---------- INPUT DATA ----------
Issue #830, opened 2025-01-08
`presentation-components`: Deprecate unified selection related APIs


grigasp:
Prerequisite: https://github.com/iTwin/presentation/issues/829

The `@itwin/unified-selection` package replaces the selection-related APIs from `@itwin/core-frontend`, that are currently used by `UnifiedSelectionContext` in `@itwin/presentation-components`. All these APIs in `@itwin/presentation-frontend` and `@itwin/presentation-components` should be deprecated in favor of the ones in `@itwin/unified-selection`.

Issue #829, opened 2025-01-08
`unified-selection`: Supply APIs to provide and use React context for accessing selection storage


grigasp:
1. Add an optional peer dependency of react to @itwin/unified-selection.
2. Provide React context provider and hook to provide/use selection storage.

For consumers this means:

- Applications that create selection storage can provide it to underlying components using the context provider. They'd have a direct dependency on the `@itwin/unified-selection` package.
- Components that need to access the storage, without having it in props, can use the `useContext` hook. They'd have a peer dependency on the `@itwin/unified-selection` package.
- Components that don't use the context, but use selection storage in some way, can continue to have direct dependency on the `@itwin/unified-selection` package, like they do today.

Need to ensure documentation is very clear about how to set up dependencies on this package.

saskliutas:
Should we consider introducing `@itwin/unified-selection-react` package that would have APIs for storing and getting selection storage through React context? Libraries that want to use unified selection storage through context would have peer dependency on it and App would add that context to the components tree.

It probably will be a package with single file but that way we could keep all unified selection stuff decoupled from React (similar to hierarchies and hierarchies-react).

PR #841, opened 2025-01-17
Add `unified-selection-react` package

grigasp:
Closes https://github.com/iTwin/presentation/issues/829
Closes https://github.com/iTwin/presentation/issues/830

This probably should've been at least 2 PRs, but there was a lot of back and forth, and I didn't want to waste time splitting them afterwards.

The new package now provides a React context that other packages can use, so consumers don't need to have a separate provider for each package. However, I also made changes in `hierarchies-react` and `components` to consume selection storage through a prop rather than context, so the context is only used by `InstanceKeyValueRenderer`, which has no way of getting the selection storage through prop.


packages/components/src/presentation-components/common/UnifiedSelection.tsx
```diff
@@ -0,0 +1,39 @@
...
+const noopContext = createContext<ReturnType<typeof useUnifiedSelectionContext>>(undefined);
+
+async function getUnifiedSelectionContextFn() {
+  try {
+    const optionalPkg = await import("@itwin/unified-selection-react");
+    return optionalPkg.useUnifiedSelectionContext;
+    /* c8 ignore next 5 */
+  } catch (e) {
+    // eslint-disable-next-line no-console
+    console.error(e);
```
saskliutas, line 36: Should we log this error to the console while `@itwin/unified-selection-react` is optional and there is a valid use case where this package will not be available?

packages/components/package.json
```diff
@@ -96,6 +105,8 @@
     "@itwin/itwinui-react": "catalog:itwinui",
     "@itwin/presentation-common": "catalog:itwinjs-core",
     "@itwin/presentation-frontend": "catalog:itwinjs-core",
+    "@itwin/unified-selection": "workspace:^",
```
saskliutas, line 108: It should be enough to have only in dependencies `@itwin/unified-selection`

saskliutas (changes requested):

.changeset/thin-windows-decide.md
```diff
@@ -0,0 +1,24 @@
+---
```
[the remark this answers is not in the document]
grigasp: removed :confused:

packages/components/src/presentation-components/common/UnifiedSelection.tsx
grigasp: agree, makes no sense to log an error here - removed

packages/components/package.json
grigasp: removed

saskliutas (approved):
----------
EXERCISE:
All lines above from the line with "- Components that need" through the line with "This probably should've", both included, are to be set down exactly, with nothing else.

EXERCISE OUTPUT:
- Components that need to access the storage, without having it in props, can use the `useContext` hook. They'd have a peer dependency on the `@itwin/unified-selection` package.
- Components that don't use the context, but use selection storage in some way, can continue to have direct dependency on the `@itwin/unified-selection` package, like they do today.

Need to ensure documentation is very clear about how to set up dependencies on this package.

saskliutas:
Should we consider introducing `@itwin/unified-selection-react` package that would have APIs for storing and getting selection storage through React context? Libraries that want to use unified selection storage through context would have peer dependency on it and App would add that context to the components tree.

It probably will be a package with single file but that way we could keep all unified selection stuff decoupled from React (similar to hierarchies and hierarchies-react).

PR #841, opened 2025-01-17
Add `unified-selection-react` package

grigasp:
Closes https://github.com/iTwin/presentation/issues/829
Closes https://github.com/iTwin/presentation/issues/830

This probably should've been at least 2 PRs, but there was a lot of back and forth, and I didn't want to waste time splitting them afterwards.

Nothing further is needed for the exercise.